Langkah-langkah pelaksanaan:
1. Kabel (tendon) ditegangkan kemudian diangker pada abutment tetap,
2. Beton di cor sedemikian sehingga melingkupi tendon yang sudah diberi gaya
prategang dan dibiarkan mengering,
3. Setelah beton mengeras (umur cukup) baja di putus perlahan-lahan, tegangan baja
ditransfer ke beton melalui transmisi baja.
Setelah gaya prategang ditransfer ke beton, balok beton tersebut akan melengkung ke atas
sebelum menerima beban kerja. Setelah beban kerja bekerja, maka balok beton tersebut
akan rata.

 Post-tensioning
Metode dengan cara mengecor beton
terlebih dahulu dan dibiarkan
mengeras sebelum diberi gaya
tegangan.
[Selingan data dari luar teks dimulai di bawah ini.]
PR #1489, opened 2024-03-29
Fixed DynamicCamera breaking if a weapon's CalcView doesn't return complete values

TW1STaL1CKY:
If a SWEP's CalcView function doesn't return the three expected values, DynamicCamera would spam errors and not function anymore.
This has been fixed by ensuring the active SWEP's CalcView returns valid values before giving them to DynamicCamera.


saibotk (approved):
Seems reasonable! 
Thank you very much for creating a PR 😍

TimGoll (approved):
Uh, nice one. Thanks for fixing it!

Baja dapat ditempatkan
dalam posisi dudukan besi yang
sesuai dengan koordinat yang telah
ditentukan, lalu dicor dalam beton,
lekatan dihindarkan dengan
menyelubungi baja dengan membuat saluran untuk tempat kabel. Setelah kekuatan beton
tercapai maka baja ditegangkan diujung– ujungnya dan dijangkar.
Langkah-langkah pelaksanaan:
1. Beton dicor dengan cetakan (formwork) yang telah disediakan lengkap dengan
saluran/selongsong kabel prategang (tendon duct).
2. Setelah beton cukup umur dan kuat memikul gaya prategang, tendon atau kabel
prategang dimasukkan dalam selongsong (tendon duct), kemudian tendon di tarik pada
salah satu/kedua ujungnya dan menekan beton langsung
3. Setelah tendon ditarik, kemudian dijangkarkan pada ujung-ujungnya. Pretegang
ditransfer ke beton melalui jangkar ujung tersebut. Jika diinginkan baja terikat pada
beton, maka langkah selanjutnya adalah grouting (penyuntikan) pasta semen ke dalam
duct.
Karena alasan transportasi dari pabrik beton ke site, maka biasanya beton prategang
dengan sistem post-tensioning ini dilaksanakan secara segmental (balok dibagi-bagi,
misalnya dengan panjang 1-1,5 m), kemudian pemberian gaya prategang dilaksanakan di
site, setelah balok segmental tersebut dirangkai.